Also, what toy manufacturer manufactures the circuitry and where is the information coming from?
The name imprinted on the circuit board as pictured in The American Rifleman - search the company, all that comes back to that name is an electronics toy mfg in Spain. (sorry, I can't locate the book to give you the specific name off hand but it's clearly visible in the picture)

Has there been any scientific testing that verifies even the remote possibility of a misfire with the CVA ignition system?
No testing that I can find either verify or dismiss the possibility of remote firing. I emailed CVA more than a month ago and again before Christmas specifically asking about remote firing safety testing but have yet to receive a reply.

It's simple enough to turn off the battery pack when loading
Very true, you can disconnect the battery but the highvoltage high current capacitor that does the actual firing can remain at the ready long after the battey is removed.

We're all suppose to know through basic firearms training that mechanical triggers and safeties aren't fail proof.
Absolutely correct but adding electronics into the mix just multiplies the fail factor possibilities.

I did some custom work for a manufacturing plant, upgrade on a production line that included installation of an arc discharge unit to cut the product at a precise length. The unit operated on the same principle, electronic amplifcation circuitry charged up a capacitor bank and when triggered, the cap's would fire a high voltage high current arc between two copper electrodes that cut the product. The unit was fairly well protected from the mfg, sealed in an all metal case that was bonded to earth ground. Nonetheless, the unit would fire when it wasn't supposed to. This wasn't cheap stuff either, the control side circuit board alone cost more than three times what the entire Electra rifle does. The mfg replaced the all the parts in the existing unit twice then replaced the whole unit going so far as to send one of their engineers to the plant to oversee the installation and operation of the replacement unit. He spent nearly two weeks in the plant trying to figure out why the unit was firing when it wasn't supposed to, he even went so far as to install all kinds of additional shielding. The electronic fire control circuitry was finally replaced with an electromechanical contactor that physically broke the connetion between the cap bank and the electrode. A low-tech solution to a high-tech problem.

Has nothing to do with a device having a receiver or not, it has to do with the nature of electronic controls, no matter how well they are made, they can be susceptible to interference even if well shielded. The cutting units didn't have any receiver either, nor did the Zuni rocket that triggered the disaster on the USS Forrestal in 1967.

Sorry if you think I'm being hard on this one but it has nothing to do with it being a muzzleloader, I'd express the same concerns if it was a centerfire or any other device that had the capability of being dangerous.

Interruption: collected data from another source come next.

Issue #1660, opened 2026-08-26
jq: decode-failure catchability sweep (#1620) missed several call sites — some still swallow it, one silently computes a wrong path


newhoggy:
## Summary

PR #1647 (closing #1620) made a decode failure (invalid UTF-8, an unpaired
surrogate, a malformed escape/number) uncatchable by both `?` and
`try`/`catch`, by giving `EvalError` a `decode_failure()`/`is_decode_failure()`
pair and checking it first at every `?`/`try`/`catch` boundary it swept. The
sweep covered `eval_generic.rs`'s dispatch and ~18 sites in `eval.rs`'s own
builtins, but several sibling code paths were missed. Found during a fresh
review of that PR's merged diff.

All of these are reachable only through the public `succinctly::jq::eval()`
library API, **not** through the `succinctly jq`/`succinctly yq` CLI binaries
— the CLI's `eval_generic.rs` reindex bridge already materializes/validates
the whole document before any of this code runs, so nothing here is a live
CLI regression. But it's exactly the surface PR #1647's own new tests
(`test_optional_does_not_suppress_decode_failure_1620`,
`test_try_catch_does_not_catch_decode_failure_1620`) target, so it's in scope
for the same contract that PR establishes.

## 1. `path(.[.a])` silently computes a wrong path (most severe — data corruption, not just suppression)

`eval.rs` has its own, independent `to_owned_at_depth` — a second lazy
`StandardJson`-to-`OwnedValue` conversion distinct from the one in
`eval_generic.rs` that #1620 fixed. It silently drops a malformed object key,
and silently coerces an undecodable string used as a dynamic index into `""`,
instead of raising. Confirmed live via the `eval()` API:

```
path(.[])       on {"<bad-utf8-key>": 1, "b": 2}   => ["b"]        (should raise)
path(.[.a])     on {"a": "<bad-utf8>", "": 99}     => [""]         (should raise)
```

The second case isn't merely a suppressed error — it computes and returns a
materially wrong path, because the undecodable string is silently coerced to
`""` and used to index. `builtin_path` is one of ~251 call sites of this
`to_owned_at_depth`.

## 2. `?//` pattern-alternative retry loops don't check `is_decode_failure()`

`try_pattern_alternatives` (backs `?//` destructuring) and its lazy/streaming
twin `each_pattern_alternatives` — explicitly documented in the code as
needing to "agree" with each other — retry the next pattern alternative on
*any* error from the current one, including a decode failure, when the
[...]

PR #1836, opened 2026-08-29
fix(jq): make colliding_display_key_error actually uncatchable

### LINKED ISSUE #1813: jq: colliding_display_key_error isn't actually uncatchable, contrary to decode_failure's contract
Found reviewing PR #1807 (#1734) -- confirmed pre-existing, reproduces identically against unmodified `main` (present since #1642).

## Summary

`colliding_display_key_error` (`src/jq/document.rs:961-966`) is built via `EvalError::decode_failure(...)`, whose doc comment (`src/jq/error.rs:964`) states the resulting error "must never be suppressed by `?` or caught by `try`/`catch`." But `is_decode_failure()` (`error.rs:978`) classifies purely by matching `message` against a fixed literal set (`"invalid UTF-8 in string"`, `"invalid number format"`, etc.) -- `"object key \"...\" is ambiguous: ..."` matches none of them, so `is_uncatchable()` (`is_invalid_path_expression() || is_decode_failure()`) is `false` for it.

## Repro

```console
$ printf '[{"\z": 1, "\z": 2}]' | succinctly jq 'try sort catch .'
"object key \"\\z\" is ambiguous: an undecodable key's display form collides with another key of the same name and cannot be represented"
$ echo $?
0

$ printf '[{"\z": 1, "\z": 2}]' | succinctly jq 'sort?'
$ echo $?
0
```

Both `try`/`catch` and `?` treat the collision error as an ordinary catchable error -- contrary to the "never caught" contract `decode_failure`'s own doc comment states, and inconsistent with every other `decode_failure`-constructed error (a plain undecodable string or key correctly stays uncatchable).

## Why this matters more after #1734

`to_owned_checked_at_depth` (fixed by #1734) is the first call site in `eval.rs` to give `DisplayKeyGuard` an instance to actually engage -- meaning ordinary jq idioms like `sort?`/`delpaths(...)?` on a document with colliding decode-failure keys can now silently suppress this error where the codebase's own convention says it shouldn't. Confirmed live: `delete_paths_sorted`'s existing `Err(e) if optional && !e.is_uncatchable() => QueryResult::None` gate (added by #1746 review) will suppress this specific error under `delpaths(...)?`, since `is_uncatchable()` is `false` for it -- consistent with this bug's classification, not a separate one, but a concrete place it now bites.

## Suggested direction

Not attempted. Either give `colliding_display_key_error` its own dedicated `EvalError` constructor/kind that `is_uncatchable()` recognizes (matching how other genuinely-uncatchable errors are distinguished), or extend `is_decode_failure()`'s message-matching to also recognize the "is ambiguous" text -- the former is more robust against a future wording change to the message silently breaking classification again.

## Related

- #1734 -- the fix whose review found this.
- #1642 -- introduced `colliding_display_key_error`/`DisplayKeyGuard`.
- #1620 -- established the general decode-failure-must-never-be-suppressed convention.

newhoggy:
Fixes #1813

## Summary

`colliding_display_key_error` (#1642) is built via `EvalError::decode_failure`, whose contract says the result "must never be suppressed by `?` or caught by `try`/`catch`" (#1620). But `is_decode_failure()` classifies purely by matching `message` against a fixed literal list, and this error's dynamic `object key "<key>" is ambiguous: ...` text matched none of them — so `?` and `try`/`catch` both treated it as an ordinary catchable error.

## Repro (confirmed live before this fix)

```console
$ printf '[{"\z": 1, "\z": 2}]' | succinctly jq 'sort?'
$ echo $?
0
```

Silent — a real corruption signal (two undecodable keys colliding under the same display fallback) vanishes with no diagnostic at all, exactly the failure class #1620/#1642 exist to close.

## Fix

Followed this codebase's own established precedent rather than the dedicated-field alternative the issue names: a boolean field on `EvalError` was tried once already for `is_decode_failure()` itself and reverted, because the extra width propagated into `QueryResult`/`Control`'s recursive-materializer call frames and turned a controlled panic into a genuine stack overflow during unwind (#1021 — documented on `is_decode_failure()`'s own doc comment).

Extended the same zero-size-cost message-matching technique instead:
- Added `EvalError::colliding_display_key(key)`, co-locating the message's construction with a private fixed-suffix constant, the same way `invalid_path_expression` already does with its own prefix constant.
- `is_decode_failure()` now also matches that suffix.
- `document.rs`'s `colliding_display_key_error` delegates to the new constructor instead of hand-building the message via `format!`.

The existing `self.value.is_some()` guard (#1660 — true only for `error(v)`) already covers the obvious false-positive: a user's own `error("...")` call using text that happens to end with the same fixed suffix stays ordinarily catchable — confirmed by a new test.

## Testing

- New tests cover `sort?`, `try sort catch .`, and `delpaths(...)?` (the specific case #1746's review already gated on `is_uncatchable()`) all correctly letting this error escape uncaught.
- A companion test confirms a user's own `error(...)` call with the exact matching suffix text stays catchable (no new false positive).
- Verified against **both** evaluators — `error.rs`/`document.rs` are shared code, and a yq-mode test (using an invalid escape rather than invalid UTF-8 bytes, since YAML's own parser rejects the latter before the evaluator sees it) confirms the fix applies there too.
- All pre-existing `#1642`/`#1620`/`#1660`/`#1746` tests still pass unchanged.
- Full `cargo test --features cli,regex` (69/69 suites green), both CI clippy legs, `cargo fmt --check`, `cargo build --no-default-features`, `cargo doc --all-features`.

### DIFF
--- a/src/bin/succinctly/yq_runner.rs
+++ b/src/bin/succinctly/yq_runner.rs
@@ -9,8 +9,8 @@ use std::io::{BufWriter, IsTerminal, Read, Write};
 use std::path::Path;
 
 use succinctly::jq::document::{
-    colliding_display_key_error, effective_keys, resolve_display_key, DisplayKeyGuard,
-    DocumentCursor, DocumentElements, DocumentFields, DocumentValue, IndentSpec,
+    effective_keys, resolve_display_key, DisplayKeyGuard, DocumentCursor, DocumentElements,
+    DocumentFields, DocumentValue, IndentSpec,
 };
 use succinctly::jq::eval_generic::{
     assert_nesting_depth, eval_with_cursor_using, to_owned as generic_to_owned,
@@ -358,7 +358,10 @@ fn yaml_to_owned_value<W: AsRef<[u64]>>(cursor: YamlCursor<'_, W>) -> Result<Own
                 let (key, is_fallback) = field.key().key_string_kind();
                 let key = key.into_owned();
                 if !guard.check(&map, &key, is_fallback) {
-                    return Err(anyhow::anyhow!("{}", colliding_display_key_error(&key)));
+                    return Err(anyhow::anyhow!(
+                        "{}",
+                        EvalError::colliding_display_key(&key)
+                    ));
                 }
                 let value = yaml_to_owned_value(field.value_cursor())?;
                 map.insert(key, value);
--- a/src/jq/document.rs
+++ b/src/jq/document.rs
@@ -1097,32 +1097,16 @@ impl DisplayKeyGuard {
     }
 }
 
-/// The error for two keys that collide only because a decode-failure key's
-/// display fallback (#1642) matches another key's spelling.
-///
-/// #1385 forbids treating them as the same key, but a display-keyed map has
-/// no way to hold both, so this is what `to_owned`/`materialize` raise
-/// instead of silently dropping one of them -- see [`DisplayKeyGuard`].
-///
-/// `pub`, not `pub(crate)`: `succinctly-cli`'s `yq_runner.rs`
-/// (`yaml_to_owned_value`, #1749) reuses this directly rather than
-/// hand-writing a second, wording-drift-prone copy of the same message --
-/// same reasoning [`DisplayKeyGuard::check`] itself is `pub` for. The
-/// wording says "object key", which still reads correctly for a YAML
-/// mapping key (a YAML document *is* the object/mapping distinction JSON
-/// doesn't have, but "object" is the neutral term this message already
-/// uses for JSON's own object keys).
-pub fn colliding_display_key_error(key: &str) -> EvalError {
-    EvalError::colliding_display_key(key)
-}
-
 /// The full display-key resolution sequence a `to_owned`-shaped materializer
 /// needs for one field, in one call.
 ///
 /// Gets the display spelling (`None` when the key does not stringify at all
 /// -- #1194's territory, the caller's own job to handle), guards it against
 /// a colliding decode-failure fallback (#1642), and raises
-/// `colliding_display_key_error` instead of allowing a silent overwrite.
+/// [`EvalError::colliding_display_key`] instead of allowing a silent
+/// overwrite -- #1385 forbids treating two colliding keys as the same one,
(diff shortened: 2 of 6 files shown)


newhoggy:
Round 2, addressing the full 10-angle review (all 10 finder agents completed with no correctness bugs — a clean result this time).

**Applied:** the one confirmed, actionable simplification (found independently by 2 angles) — `document.rs`'s `colliding_display_key_error` was a fully redundant one-line wrapper around `EvalError::colliding_display_key`; all three call sites already had direct, unconditional access to `EvalError`. Deleted it, moved the "why this crosses two crates" rationale onto the real constructor, updated all three call sites and their imports (including removing a now-unnecessary `#[cfg(feature = "std")]`-gated import in `eval.rs`).

**Added:** a test for a minor, previously-safe-but-untested gap the cross-file tracer flagged — `load()`'s YAML path (`yaml_value_to_owned_checked`) is a third call site for this error, and nothing pinned that `try`/`catch` around `load()` itself still can't suppress it.

**Filed #1840** for the review's most significant finding, deliberately not acted on in this narrowly-scoped bug fix: a niche-sharing enum replacing `EvalError`'s `value: Option<OwnedValue>` field can carry a typed `ErrorKind` tag at a *measured, verified* size of 72 bytes — identical to today's `Option<OwnedValue>`, because `OwnedValue`'s discriminant already has spare niche capacity. This directly refutes the #1021 revert's assumption that any typed classification necessarily costs extra space, and would close this whole recurring string-matching-classifier bug class (already hit twice: #1660, #1813) — but it's a real redesign of `EvalError`'s core representation, not a fit for this PR.

**Not acted on** (confirmed safe/inactive by review, not worth the added complexity): a latent, currently-unreachable interaction between the `" in object key"` suffix-stripping and the new suffix check; `EvalError`'s fields being fully `pub` with the "only `error(v)` sets `.value`" invariant enforced by convention rather than the type system (both tied to #1840's broader redesign discussion, not fixable in isolation here).

No behavior change from this round — message text and classification logic are identical, only where the constructor lives. Re-verified: full `cargo test --features cli,regex` (55/55 green), both CI clippy legs, `cargo fmt --check`, `cargo build --no-default-features`, `cargo doc --all-features`.

PR #1839, opened 2026-08-29
fix(jq): -R joins a line across a file boundary, matching --seq's #1571 fix

### LINKED ISSUE #1809: jq: -R (raw-input) joins a line across a file boundary where real jq does not join across files' boundaries correctly either way — verify exact rule
## Summary

Found during `/code-review` on PR #1808 (#1571's \`--seq\` cross-file-boundary fix). That
PR's own doc comment claimed \`-R\`/raw-input is safe from the identical class of bug
because it's "line-oriented (no multi-byte record to split across a boundary)" — that claim
is wrong, confirmed live against the pinned oracle.

## Repro (confirmed live against \`/usr/bin/jq\` 1.7.1 and unmodified succinctly \`main\`)

Two files, the first with no trailing newline:

\`\`\`console
$ printf 'abc' > f1; printf 'def\nghi\n' > f2
$ jq -R -c '.' f1 f2
"abcdef"
"ghi"

$ succinctly jq -R -c '.' f1 f2
"abc"
"def"
"ghi"
\`\`\`

Real jq's \`-R\` reader treats multiple files as one continuous byte stream for line-splitting
purposes too (matching \`-s\`'s own model, and \`--seq\`'s, per #1571) — a line without a
trailing newline joins with the next file's first line. succinctly's \`-R\` handling
(\`get_inputs\`'s \`args.raw_input\` branch, \`raw.lines().enumerate()\` per file) treats each
file as an independent set of lines instead, so \`"abc"\` (file 1's incomplete trailing
"line") and \`"def"\` (file 2's first line) never get joined.

## Scope note

Not investigated beyond confirming the repro. #1571/PR #1808 built a
concatenate-and-remap-offsets pattern (\`build_seq_values\`) for exactly this class of
cross-file-boundary problem in \`--seq\` mode — a similar approach (concatenate all raw-input
files' bytes before line-splitting, remap each line back to its owning file/line for
\`input_line_number\`/error-location purposes) is a plausible starting point here too, but the
non-slurp location-tracking side of \`-R\` may have its own subtleties (per-line locations,
not per-record) worth verifying against the oracle carefully rather than assuming symmetry
with \`--seq\`'s exact shape.

## Related

- #1571 / PR #1808 — the \`--seq\` fix this bug's sibling was found alongside; not touched by
  that PR (deliberately out of scope, DSV was not independently verified there either and
  may have the same underlying gap).

newhoggy:
## Summary
- Real jq's `-R` (raw-input) reader treats multiple input files as one continuous byte stream for line-splitting, so a file's own unterminated trailing line joins with the next file's first line — confirmed live against `/usr/bin/jq` 1.7.1. succinctly's `-R` handling split each file into lines independently instead (`raw.lines().enumerate()` per file), producing an extra spurious line at every unterminated file boundary.
- Adds `build_raw_input_values`, mirroring `build_seq_values`'s (#1571/PR #1808) concatenate-then-remap pattern: concatenate every file's raw bytes, split into lines once across the whole combined stream, then remap each line's end offset back to its owning file and file-local line number via the same `LineCounter`/`partition_point` approach — reused verbatim, not reimplemented.
- The dead per-file `raw_input` arm inside the loop is removed; the new dispatch branch (`args.raw_input && args.input_dsv.is_none()`) intercepts every case that arm used to handle, since the `-R -s` early return already covers the one remaining combination.
- Side effect (not scope creep — same code path, correct-by-construction): a final unterminated line's `input_line_number`/error-location attribution is now also correct in the *single-file* case, matching real jq exactly (a final line with no trailing `\n` reports the *previous* completed line's number, confirmed live: `printf 'abc\ndef' | jq -R -c '., input_line_number'` reports `1` for both lines). No prior test covered this since every existing `-R` fixture was fully `\n`-terminated.

## Test plan
- [x] Live-verified the issue's own repro, a 3-file join, `input_line_number`, and error-location attribution all match `/usr/bin/jq` 1.7.1 exactly
- [x] `-R -s` (early-return path) and `-R --input-dsv` (still per-file) confirmed unaffected
- [x] New tests: `test_jq_raw_input_line_joined_across_file_boundary_1809`, `test_jq_raw_input_line_number_after_cross_file_join_1809`, `test_jq_raw_input_error_location_after_cross_file_join_1809`
- [x] `cargo test --features cli,simd,regex,serde` — full suite green, no regressions
- [x] `cargo fmt --check`

Fixes #1809

### DIFF
--- a/src/bin/succinctly/jq_runner.rs
+++ b/src/bin/succinctly/jq_runner.rs
@@ -2954,40 +2954,16 @@ fn build_seq_values(
     locations: &mut InputLocations,
     slurp: bool,
 ) -> Vec<OwnedValue> {
-    let mut combined = String::new();
-    let mut file_ends: Vec<usize> = Vec::with_capacity(raw_inputs.len());
-    for (_, raw) in raw_inputs {
-        combined.push_str(raw);
-        file_ends.push(combined.len());
-    }
-
+    let (combined, file_ends) = concat_with_file_ends(raw_inputs);
     let parsed = parse_json_seq_with_ends(&combined);
 
     if !slurp {
-        let mut current: Option<(usize, LineCounter<'_>)> = None;
-        for &(_, end) in &parsed {
-            let file_idx = file_ends
-                .partition_point(|&fe| fe < end)
-                .min(file_ends.len().saturating_sub(1));
-            if current.as_ref().map(|(idx, _)| *idx) != Some(file_idx) {
-                current = Some((
-                    file_idx,
-                    LineCounter::new(raw_inputs[file_idx].1.as_bytes()),
-                ));
-            }
-            let file_start = if file_idx == 0 {
-                0
-            } else {
-                file_ends[file_idx - 1]
-            };
-            let src = raw_inputs[file_idx].0.unwrap_or(0);
-            let line = current
-                .as_mut()
-                .expect("just set above")
-                .1
-                .advance_to(end.saturating_sub(file_start));
-            locations.push(src, line);
-        }
+        remap_ends_to_locations(
+            parsed.iter().map(|&(_, end)| end),
+            raw_inputs,
+            &file_ends,
+            locations,
+        );
     }
 
     parsed.into_iter().map(|(v, _)| v).collect()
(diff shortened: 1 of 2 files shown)


newhoggy:
Code review found real issues in the first version, all confirmed live against jq 1.7.1 and now fixed:

1. **File-boundary off-by-one**: `file_ends.partition_point(|&fe| fe < end)` misattributed a line/record to the wrong (earlier) file whenever its end offset landed exactly on a file boundary — e.g. a file whose sole content is the `\n` terminating the previous file's unterminated trailing text. Fixed to `fe <= end`. This turned out to be a pre-existing bug shared with `build_seq_values` (`--seq` mode, #1571/#1808), not something introduced here — extracted shared `concat_with_file_ends`/`remap_ends_to_locations` helpers to fix both call sites at once and remove the duplication that let them drift apart.
2. **CRLF**: `-R` was silently stripping a trailing `\r` to mirror `str::lines()`, but real jq's raw-input reader never strips `\r`. Pre-existing (the old per-file `raw.lines()` loop had the same bug), fixed while already rewriting this function.
3. Added test coverage for the single-file unterminated-line `input_line_number` quirk the original doc comment claimed to fix but nothing exercised.

New commit: 73608d8e7. Full suite/clippy/fmt/doc/no_std all re-verified green.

I don't trust a electronic gadgets to run my vehicles either, if I'm driving it, I know what and where the input is coming from - no, it's not fool proof nor will it prevent a mechanical failure but at least I have the peace of mind that some little two cent electronic component isn't going to crap out for no reason and send me to the promise land.
"Carry the battle to them. Don't let them bring it to you. Put them on the defensive and don't ever apologize for anything."